I would bet it's not possible to translate it. I'm a 53yr old female who has been working with my husband for 12-15 years repairing & renovating homes. I've built decks & additions, put in doors and windows, put up sheetrock, spackled, painted, etc, and much, much more. Recently in a parking lot loading sheetrock onto the top of our minivan, I watched 3 very strong young men struggle to put one sheet of sheetrock into the back of a pickup truck, trying all different ways. Meanwhile, my husband and I methodically hoisted 6 sheets above our heads and walked them over the top of the van. Now, I DO realize there is knowledge involved, of the best way to lift an odd object, using wood to support it and how to position it, how to use the body in a safe and efficient way, etc. But my point is, although I am a middle aged woman and those guys were young and visibly muscular, I was more useful in getting a job like that done. And I KNOW that would apply to other tasks, even if I'd never done them before. I know this because I experience it every so often; I apply principles from something similar to something new ("Hmm, I've done something like this before"). Now, once those young men are taught a method, or figure one out, and do it a few times, they will outperform me because they could go for longer, maybe dealing with 20 sheets before needing a break whereas I'd need a break sooner. But we don't deal with large quantities of anything anyway. So.... do what you will with that input from me.

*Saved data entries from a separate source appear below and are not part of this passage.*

PR #1170, opened 2026-07-29
fix: use legacy account history RPC for custom clusters

sporicle:
## Description

Custom clusters now use the standard `getSignaturesForAddress` account-history path directly instead of first calling the RPC 2.0 method, `getTransactionsForAddress`.

The filter UI is marked unsupported immediately for custom clusters because the standard RPC method cannot apply the slot, block-time, or status filters. Known clusters keep the existing RPC 2.0 request and runtime method-not-found fallback unchanged.

History state is scoped to both the cluster identity and RPC URL. This prevents cached pagination state or an in-flight response from crossing between a known and custom cluster that happen to use the same endpoint.

## Type of change

-   [x] Bug fix
-   [ ] New feature
-   [ ] Protocol integration
-   [ ] Documentation update

## Screenshots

I'd also like to add (thinking also about tai chi, which I've been doing for over 25 years) that there are things to consider like muscle memory, balance, coordination, muscles working together (ex: climbing a ladder on only part of your feet, diagonally, while carrying a tool in one hand and holding each rung with the other, or similar 'complicated' motions), and the brain communicating with all different muscles including balancing, holding things, talking to someone, being aware of one's surroundings, and more. This is all opposed to a gym workout of standing or sitting in one safe space (not on bumpy ground, or mud, or a slope, or with animals around, or while someone is using tools) only focusing on one body part, doing one movement at a time. Maybe it could be like comparing a decathlon athlete who can do 10 different sports to a weightlifter.